Impact of groundwater flow on methane gas migration and retention in unconsolidated aquifers.

Methane leaking at depth from hydrocarbon wells poses an environmental and safety hazard. However, determining the occurrence and magnitude of gas migration at ground surface is challenging, as part of the leaking gas is retained during upward migration. We investigated migration through unconsolidated sedimentary aquifers using a two-phase, two-component (water and methane) flow and transport model constructed in DuMux. A sensitivity analysis for migration through a 60 m thick sandy aquifer showed that retention by dissolution can be significant even with low groundwater Darcy velocities of 1 m.yr-1. Retention was negligible in the absence of groundwater flow. Besides groundwater velocity, both hydrogeological (permeability, entry pressure, pore-size distribution, and residual gas saturation) and leakage conditions (depth, magnitude and spatial dimensions) determined model outcomes. Additional simulations with interbedded finer grained sediments resulted in substantial lateral spreading of migrating gas. This delayed upward migration and enhanced retention in overlying sandy units where groundwater velocities are highest. Overall, the results of this study show that for unconsolidated aquifer systems and the most commonly observed leakage rates (0.1-10 m3.d-1), significant amounts of migrating methane can be retained due to dissolution into laterally flowing groundwater. Consequently, resulting atmospheric methane emissions above such leaks may be delayed with decades after the onset of leakage, significantly reduced, or prevented entirely.

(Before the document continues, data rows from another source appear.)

PR #182, opened 2017-08-04
(TK-448) use non-recursive form of watch service watcher

MosesMendoza:
This commit updates the add-watch-dir! call that we use to watch the crl
directory for changes to use the non-recursive option. We do so to address an
issue we were seeing where during the normal lifecycle of puppetserver run, it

Occurrence and fate of methane leakage from cut and buried abandoned gas wells in the Netherlands.

Methane leakage caused by well integrity failure was assessed at 28 abandoned gas wells and 1 oil well in the Netherlands, which have been plugged, cut and buried to below the ground surface (≥3 mbgl). At each location, methane concentrations were thoroughly scanned at the surface. A static chamber setup was used to measure methane flow rates from the surface as well as from 1 m deep holes drilled using a hand auger. An anomalously high flow rate from 1 m depth combined with isotopic confirmation of a thermogenic origin revealed ongoing leakage at 1 of the 29 wells (3.4%), that had gone undetected by surficial measurements. Gas fluxes at the other sites were due to shallow production of biogenic methane. Detailed investigation at the leaking well (MON-02), consisting of 28 flux measurements conducted in a 2 × 2 m grid from holes drilled to 1 and 2 m depth, showed that flux magnitude was spatially heterogeneous and consistently larger at 2 m depth compared to 1 m. Isotopic evidence revealed oxidation accounted for roughly 25% of the decrease in flux towards the surface. The estimated total flux from the well (443 g CH4 hr-1) was calculated by extrapolation of the individual flow rate measurements at 2 m depth and should be considered an indicative value as the validity of the estimate using our approach requires confirmation by modelling and/or experimental studies. Together, our findings show that total methane emissions from leaking gas wells in the Netherlands are likely negligible compared to other sources of anthropogenic methane emissions (e.g. <1% of emissions from the Dutch energy sector). Furthermore, subsurface measurements greatly improve the likelihood of detecting leakage at buried abandoned wells and are therefore essential to accurately assess their greenhouse gas emissions and explosion hazards.

Impact of an historic underground gas well blowout on the current methane chemistry in a shallow groundwater system.

Blowouts present a small but genuine risk when drilling into the deep subsurface and can have an immediate and significant impact on the surrounding environment. Nevertheless, studies that document their long-term impact are scarce. In 1965, a catastrophic underground blowout occurred during the drilling of a gas well in The Netherlands, which led to the uncontrolled release of large amounts of natural gas from the reservoir to the surface. In this study, the remaining impact on methane chemistry in the overlying aquifers was investigated. Methane concentrations higher than 10 mg/L (n = 12) were all found to have δ13C-CH4 values larger than -30‰, typical of a thermogenic origin. Both δ13C-CH4 and δD-CH4 correspond to the isotopic composition of the gas reservoir. Based on analysis of local groundwater flow conditions, this methane is not a remnant but most likely the result of ongoing leakage from the reservoir as a result of the blowout. Progressive enrichment of both δ13C-CH4 and δD-CH4 is observed with increasing distance and decreasing methane concentrations. The calculated isotopic fractionation factors of εC = 3 and εD = 54 suggest anaerobic methane oxidation is partly responsible for the observed decrease in concentrations. Elevated dissolved iron and manganese concentrations at the fringe of the methane plume show that oxidation is primarily mediated by the reduction of iron and manganese oxides. Combined, the data reveal the long-term impact that underground gas well blowouts may have on groundwater chemistry, as well as the important role of anaerobic oxidation in controlling the fate of dissolved methane.